Noriega, hombre fuerte de Panamá, fue halcón de la CIA

Manuel Antonio Noriega, falleció el 29 de mayo en un hospital panameño a los 83 años, fue el hombre de la CIA en Panamá y un hábil socio de los narcotraficantes colombianos en los años 80, un vínculo que a la postre abonó la invasión estadounidense que lo arrancó del poder.
General Noriega. Efe/ArchivoGeneral Noriega. Efe/Archivo

 

Noriega, militar y “hombre fuerte” de Panamá entre 1983 y 1989, nació en Ciudad de Panamá, el 11 de febrero de 1935 (aunque también aparecen como año de nacimiento 1934, 1938 y 1940).

Se crió en el seno de una familia humilde y gracias a una beca inició su formación militar en Perú, donde alcanzó el grado de subteniente. En 1962 se alistó en la Guardia Nacional como teniente. Su carrera fue brillante, realizó cursos de guerra psicológica, de operaciones antiguerrilla, de lucha contra el narcotráfico, etc.

Noriega, en 1968 apoyó el golpe militar que llevó al poder al general Omar Torrijos y en 1970, en agradecimiento a su colaboración para sofocar una conspiración contra Torrijos, fue nombrado jefe del servicio de inteligencia: el G-2.

Cuando Omar Torrijos falleció en accidente de avión en julio de 1981, se disputó el poder junto al general Rubén Paredes, jefe de la Guardia Nacional. En 1983, creyendo que iba a contar con el apoyo de la cúpula militar e instigado por Estados Unidos, Paredes pidió la baja en el Ejército para presentarse como candidato a la Presidencia de la República.

Noriega alcanzó el generalato en agosto de 1983 y el día 12 de ese mismo mes fue nombrado comandante jefe de la Guardia Nacional, en sustitución de Paredes.

Tras la victoria fraudulenta en mayo de 1984 del oficialista Nicolás Ardito Barletta, Noriega transformó la Guardia Nacional en las Fuerzas de Defensa Panameña y puso bajo su control casi la totalidad de los organismos del Estado.

En septiembre de 1985 fue acusado de ser el responsable directo del asesinato de Hugo Spadafora, uno de los principales críticos de la actuación del Ejército en Panamá, y consiguió la renuncia del presidente Barletta y su sustitución por el vicepresidente Eric Arturo Delvalle.

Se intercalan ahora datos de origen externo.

PR #15212, opened 2023-11-01
Rpackage: Extension methods should know their package

jecisc:
Now extension methods know directly their package which will speed up a lot of things. (See bellow for some examples) Those speed up will allow me to remove multiple caches in RPackage and simplify a lot the code of RPackage! 

Another change this will enable is for the methods to be able to return their package even after they are removed from the system. The next step to enable this is for the class to still know their package after removal (for non extension methods). This is planed for the next few weeks! This will also simplify and speedup more things in the future!

I'm kinda excited by all the speedup and simplifications this will allow me to do and the code to do that is not that complex.

Benches:

```st
allMethods := CompiledMethod allInstances.

[ allMethods collect: #isExtension] timeToRun. 

Before: "0:00:00:00.358"

After: "0:00:00:00.005" 

[ allMethods collect: #package ] timeToRun. 

Before: "0:00:00:00.455"

After: "0:00:00:00.195"  
```

I might add more things to this PR to start removing the caches

Edit: I added the removal of a cache. Here are the benches:

```st
allClasses := Smalltalk allClassesAndTraits.

[ allClasses collect: #extendingPackages ] timeToRun.

Before: "0:00:00:00.009"

After: "0:00:00:00.038"
```

This is slower but I think it is worth it because of the reduction of the complexity of the code and also this code is not called a lot compared to #package or #isExtension

### DIFF
--- a/src/JenkinsTools-Core/HDReport.class.st
+++ b/src/JenkinsTools-Core/HDReport.class.st
@@ -22,14 +22,15 @@ HDReport class >> runPackage: aString [
 HDReport class >> runPackages: aCollectionOfStrings [
 
 	^ aCollectionOfStrings collect: [ :packageName |
-		  | time |
+		  | time result |
 		  time := DateAndTime now.
 		  Transcript << 'Beginning to run tests of ' << packageName << OSPlatform current lineEnding.
 		  "We flush so that if a crash happens during the tests, we print in which package is the naughty test in the logs."
 		  Transcript flush.
-		  self runPackage: packageName.
+		  result := self runPackage: packageName.
 		  Transcript << 'Finished to run tests of ' << packageName << ' in ' << (DateAndTime now - time) humanReadablePrintString << OSPlatform current lineEnding.
-		  Transcript flush ]
+		  Transcript flush.
+		  result ]
 ]
 
 { #category : 'private' }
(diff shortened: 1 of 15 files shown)


jecisc:
I've check the generated image and some methods seems to be considered as defined methods while they are extension methods :( I need to find why

jecisc:
It seems to come from recompilation, let's fix that

astares:
Cool

jecisc:
I can confirm my fix produces an image that seems right

Ducasse:
Cyril now where is stored the package of a method? In the method property I imagine.

Ducasse:
A test I would like to see in particular for the tags is to open calypso on Bloc core package

jecisc:
I save it in the method properties indeed.
I checked and we do not have that much extension methods so it will not add too much memory. And also, with the caches I’ll be able to remove, we will probably gain memory in the end :)

To test the opening on Calypso on Bloc we would need Bloc in the image first

jecisc:
I think I found another bug with this. If I remove an ivar from a class, the property is lost. I think this is because when migrating the methods from the old to the new class there is no prior method present to migrate the property. I'll fix that

jecisc:
I just added a few tests for the problems I found and fix

jecisc:
It seems that we have a test crashing but nothing to help in the logs :(

Ducasse:
Once this is integrated I will load Bloc in P12. Bloc works well in P11 so it should work on P12.

jecisc:
So what was breaking now it the classes that acts like methods with the method #run:with:in: 

I find this system horrible because we have to duplicate part of the compiled method API in a lot of places and each time we change something in the methods management something breaks :(

jecisc:
This is now working! :)

Ducasse:
I agree with you and we should remove the things that are bizarre and unefficient. 
If you have a list of the API that is duplicated please log it so that we can clean it.

PR #15214, opened 2023-11-02
RPackage: Deprecate #includesDefinedSelector:ofClass:

jecisc:
I deprecated #includesDefinedSelector:ofClass: since this is now something we should delegate to the class after the recent changes in RPAckage

I also took the liberty to improve a bunch of tests. RPackage tests still have problems but this will be for other PRs :(


jecisc:
So, all failing tests are about the dependencies.

Either the implementation without the cache does not behave exactly like before. Or the cache had a synchronization problem and we did not find some results in the past. I'll need to investigate

PR #15215, opened 2023-11-02
Merge Metacello-PharoExtensions into Metacello-Base

jecisc:
Metacello-PharoExtensions contains only methods that could make sens to have directly in Metacello and is a package there only for 6 methods. I think it is safe to merge it directly into Metacello.

This also simplifies the bootstrap


Ducasse:
Good move. Now is MCCacheRepository not introducing a dependency?

jecisc:
We load Metacello after Monticello so this should not be a problem

PR #15219, opened 2023-11-03
Packages: Do some cleanings 

jecisc:
This change cleans some things in the package management

- Remove some #ifNotNil: that cannot have nil now
- Remove hack in MCClassDefinition that was there for tonel
- Simplify #promoteAsPackage
- Unskip a test that does not fail anymore
- Inline #toTagName in ClassDescription>>category: because this method is bad

### DIFF
--- a/src/Kernel/Class.class.st
+++ b/src/Kernel/Class.class.st
@@ -275,16 +275,25 @@ Class >> category: aString [
 	any previous categorization."
 
 	| newPackage |
-
 	self flag: #package. "Should be deprecated"
 	self category = aString ifTrue: [ ^ self ].
 
 	self basicCategory: aString asSymbol.
 
-	self flag: #package. "#toTagName: should be inlined here."
 	newPackage := self packageOrganizer ensurePackageMatching: self category.
-	newPackage moveClass: self toTag: (newPackage toTagName: self category).
 
+	"The category can be
+- A tag name
+- A package name
+- A package name - a tag name
+
+We are trying to find the right one here."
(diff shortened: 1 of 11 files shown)


src/Kernel/Class.class.st
```diff
@@ -275,16 +275,25 @@ Class >> category: aString [
...
 	self flag: #package. "Should be deprecated"
 	self category = aString ifTrue: [ ^ self ].
 
 	self basicCategory: aString asSymbol.
 
-	self flag: #package. "#toTagName: should be inlined here."
 	newPackage := self packageOrganizer ensurePackageMatching: self category.
-	newPackage moveClass: self toTag: (newPackage toTagName: self category).
 
+	"The category can be
```
Ducasse, line 285: I imagine that this is only used by the tonel importer? I mean normally except on such case even the classbuilder should not use this API so we could package this will tonel?

Ducasse:
Remark about category: definition in Class.
I imagine that this is only used by the tonel importer? I mean normally except on such case even the classbuilder should not use this API so we could package this will tonel?

src/Kernel/Class.class.st
Ducasse: I will merge now and may be we could improve the comment later. 
Or push this method to tonel if my hypothesis is correct.

jecisc: This is almost not used anymore. I just need to remove 2-3 senders then I’ll deprecate it because external projects could still be using it

PR #15221, opened 2023-11-03
Calypso: Simplify ClyExtendingPackagesQuery adn clean package API

jecisc:
This change mainly simplifies the code of ClyExtendingPackagesQuery to make it easier to understand and faster (At least it will be faster when #15212 will be integrated).

I also deprecated #isDefinedInPackage: because it the bahavuior was unclear and it is easy to do without this method polluting the API (and it is not used).

Thie behavior was unclear because in some part of the systemit returned true if the entity was in the package as parameter while in other part it returned true if the entity was in the package AND was not an extension (extensions could never return true)

### DIFF
--- a/src/Calypso-Ring/RGMethod.extension.st
+++ b/src/Calypso-Ring/RGMethod.extension.st
@@ -37,12 +37,6 @@ RGMethod >> implementors [
 ]
 
 { #category : '*Calypso-Ring' }
-RGMethod >> isDefinedInPackage: aPackage [
-
-	^ self package = aPackage
-]
-
-{ #category : '*Calypso-Ring' }
 RGMethod >> isInstalled [
 	^ true
 ]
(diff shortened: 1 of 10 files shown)


Ducasse:
I will merge. Now I was wondering why isDefinedIn: was that bad (for me it is more intention revealing that self package = package.

jecisc:
First because it is ambiguous. 

Some places implemented it like `method package = package` and some methods implemented it in a way that it was equivalent to `method isExtension not and: [ method package = package ]`.

And I don't know which version should be the right one. Also, after the code simplification of Calypso that did not use at all this anymore, there was no sender at all in the image. So if a method is ambiguous and has o sender I though maybe it was better to deprecate it

Ducasse:
Thanks for the explanation.

PR #15225, opened 2023-11-03
Feat: Add Override method transformation

balsa-sarenac:
This is a proposal for new refactoring that will be useful in composition.

Regular AddMethodRefactoring does not allow override of a method from superclass or the class.
In composition it's usually only important not to override existing method from the class, and most of the refactorings additionally check this and use AddMethodTransformation, because AddMethodRefactoring breaking change is too restrictive.

This new refactoring allows override from methods from superclass, but it does not allow override of method directly defined in the class.

It is required in multiple places, but I cannot fully refactor it now. I will get back to this when we start working on composition again and have clear solution for checking preconditions. I just put placeholders for the future.

### DIFF
--- a/src/Refactoring-Core/RBAddOverrideMethodRefactoring.class.st
+++ b/src/Refactoring-Core/RBAddOverrideMethodRefactoring.class.st
@@ -1,0 +1,20 @@
+"
+I am a subclass of Add Method Refactoring that loosens preconditions.
+
+Add Method has the breaking change that methods should not be defined in the target class or its superclasses.
+Add Override Method allows Refactoring to create a method in a class that can override a superclass method, but it does not allow overriding of a method that is directly defined in that class.
+
+"
+Class {
+	#name : 'RBAddOverrideMethodRefactoring',
+	#superclass : 'RBAddMethodRefactoring',
+	#category : 'Refactoring-Core-Refactorings',
+	#package : 'Refactoring-Core',
+	#tag : 'Refactorings'
+}
+
+{ #category : 'preconditions' }
+RBAddOverrideMethodRefactoring >> preconditions [
+
+	^ (RBCondition definesSelector: transformation selector in: class) not
+]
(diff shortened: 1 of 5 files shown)


Ducasse:
Ok for me. This is a subtle difference. I would like to know why this is not a transformation since it is changing behavior. But I integrate it now.

balsa-sarenac:
Good point, it's a transformation definitely, I will fix it in this PR since there are some failing tests I need to fix as well.

Ducasse:
Balsa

Dos años después, el coronel Díaz Herrera, el segundo en la jerarquía militar, le acusó en los medios de estar implicado en el asesinato del dirigente opositor Hugo Spadafora (1985), de complicidad en la muerte de Omar Torrijos y de participar en el fraude electoral de 1984. Sus denuncias le costaron el cese.

Después de que 1986 el senador norteamericano Jesse Helms le relacionara con la muerte de Torrijos y “The New York Times” le acusara del fraude electoral de 1984, en junio de 1987 el Senado norteamericano aprobó una resolución que solicitaba su dimisión hasta que se aclararan sus anteriores actividades.

A comienzos de 1988 se redoblaron desde EEUU las acusaciones en su contra y las presiones para que dejara el poder en la sombra. El 25 de febrero el presidente Delvalle anunció su destitución y al día siguiente los militares y la Asamblea dio un golpe de Estado contra el presidente, que fue sustituido por Manuel Solís.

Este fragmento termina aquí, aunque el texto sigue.